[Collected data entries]
=-=-=
Issue #752, opened 2025-05-18
pdu_to_kiss: refactor timezone handling


daniestevez:
The `pdu_to_kiss` block uses `datetime.datetime.utcnow()`, which is deprecated since Python 3.12. `datetime.datetime.now(datetime.timezone.utc)` should be used instead. Moreover, see #750 for the possible pitfalls of using timezones in Python. The block needs to be refactored to handle timezones properly, but compatibility with Python 3.8 needs to be maintained.

PR #769, opened 2025-10-01
pdu_to_kiss: Use dateutil.parser if python <3.11 and available

### LINKED ISSUE #767: SigMF input: Datetime parser fails for valid input (Python <=3.10)
**Description**
gr-satellites is using Pythons [datetime.fromisoformat(date_string)](https://docs.python.org/3/library/datetime.html#datetime.datetime.fromisoformat) method to parse the timestamp provided by `--start_time` or via the SigMF metadata file (see [python/submit.py#L23](https://github.com/daniestevez/gr-satellites/blob/74c3d604c4ed010101a1b653e0499ee2129f7be8/python/submit.py#L23)).

In Python <=3.10, this method does not support all valid ISO 8601 formats, including the subset of formats specified by SigMF.

When decoding from a valid SigMF file, gr-satellites thus fails with a traceback.

📜 **Error log**

(This log is fabricated. I personally don't have a host with Python 3.10 and gr-satellites atm):
```
❯ gr_satellites "Reaktor Hello World" --sigmf iq_1452119.sigmf-meta
Traceback (most recent call last):
  File "/usr/local/bin/gr_satellites", line 410, in <module>
    main()
    ~~~~^^
  File "/usr/local/bin/gr_satellites", line 395, in main
    tb = gr_satellites_top_block(parser)
  File "/usr/local/bin/gr_satellites", line 202, in __init__
    self.flowgraph = satellites.core.gr_satellites_flowgraph(
                     ~~~~~~~~~~~~~~~~~~~~~~~~~~~~~~~~~~~~~~~^
        samp_rate=samp_rate, iq=self.options.iq, pdu_in=pdu_in,
        ^^^^^^^^^^^^^^^^^^^^^^^^^^^^^^^^^^^^^^^^^^^^^^^^^^^^^^^
        options=options, config=self.config, dump_path=options.dump_path,
        ^^^^^^^^^^^^^^^^^^^^^^^^^^^^^^^^^^^^^^^^^^^^^^^^^^^^^^^^^^^^^^^^^
        **sat)
        ^^^^^^
  File "/usr/local/lib/python3.10/site-packages/satellites/core/gr_satellites_flowgraph.py", line 147, in __init__
    self._init_additional_datasinks()
    ~~~~~~~~~~~~~~~~~~~~~~~~~~~~~~~^^
  File "/usr/local/lib/python3.10/site-packages/satellites/core/gr_satellites_flowgraph.py", line 222, in _init_additional_datasinks
    self.get_telemetry_submitters(self.satyaml, self.config,
    ~~~~~~~~~~~~~~~~~~~~~~~~~~~~~^^^^^^^^^^^^^^^^^^^^^^^^^^^
                                  self.options))
                                  ^^^^^^^^^^^^^
  File "/usr/local/lib/python3.10/site-packages/satellites/core/gr_satellites_flowgraph.py", line 343, in get_telemetry_submitters
    datasinks.telemetry_submit(
    ~~~~~~~~~~~~~~~~~~~~~~~~~~^
        'SatNOGS', norad=norad, config=config, options=options)]
        ^^^^^^^^^^^^^^^^^^^^^^^^^^^^^^^^^^^^^^^^^^^^^^^^^^^^^^^
  File "/usr/local/lib/python3.10/site-packages/satellites/components/datasinks/telemetry_submit.py", line 50, in __init__
    self.submit = submit(url, norad,
                  ~~~~~~^^^^^^^^^^^^
                         config['Groundstation']['callsign'],
                         ^^^^^^^^^^^^^^^^^^^^^^^^^^^^^^^^^^^^
                         float(config['Groundstation']['longitude']),
                         ^^^^^^^^^^^^^^^^^^^^^^^^^^^^^^^^^^^^^^^^^^^^
                         float(config['Groundstation']['latitude']),
                         ^^^^^^^^^^^^^^^^^^^^^^^^^^^^^^^^^^^^^^^^^^^
                         initial_timestamp)
                         ^^^^^^^^^^^^^^^^^^
  File "/usr/local/lib/python3.10/site-packages/satellites/submit.py", line 60, in __init__
    parse_time(initialTimestamp)
    ~~~~~~~~~~^^^^^^^^^^^^^^^^^^
  File "/usr/local/lib/python3.10/site-packages/satellites/submit.py", line 24, in parse_time
    time = datetime.datetime.fromisoformat(time)
ValueError: Invalid isoformat string: '2019-12-28T20:03:28Z'
```

Minimal reproducer:
```
❯ python
Python 3.10.18 (main, Aug  8 2025, 17:07:22) [Clang 20.1.4 ] on linux
Type "help", "copyright", "credits" or "license" for more information.
>>> from datetime import datetime
>>> datetime.fromisoformat('2019-12-28T20:03:28Z')
Traceback (most recent call last):
  File "<stdin>", line 1, in <module>
ValueError: Invalid isoformat string: '2019-12-28T20:03:28Z'
```

This was reported to me by @DL4PD and originally I considered this a bug, but upon further inspection this seems to be fixed for Python 3.11+. Before I start and prepare a patch, I'd like to know:

Which Python versions does gr-satellites support currently?

kerel-fs:
Proposed Workaround for missing ISO-8601 timestamp format support in older Python versions.

Fixes #767.

Tested with Python 3.13.5 only (aka "no workaround used").

**Stand-alone test script**

To test this code with different Python versions, I've used the following stand-alone script: 
[issue767-parse_time.py](https://github.com/user-attachments/files/22649850/issue767-parse_time.py).

Logs:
=-=-=
EXERCISE BRIEF.
Reproduce each line of the data containing the word "method".

ANSWER TO THIS PROBLEM.
gr-satellites is using Pythons [datetime.fromisoformat(date_string)](https://docs.python.org/3/library/datetime.html#datetime.datetime.fromisoformat) method to parse the timestamp provided by `--start_time` or via the SigMF metadata file (see [python/submit.py#L23](https://github.com/daniestevez/gr-satellites/blob/74c3d604c4ed010101a1b653e0499ee2129f7be8/python/submit.py#L23)).
In Python <=3.10, this method does not support all valid ISO 8601 formats, including the subset of formats specified by SigMF.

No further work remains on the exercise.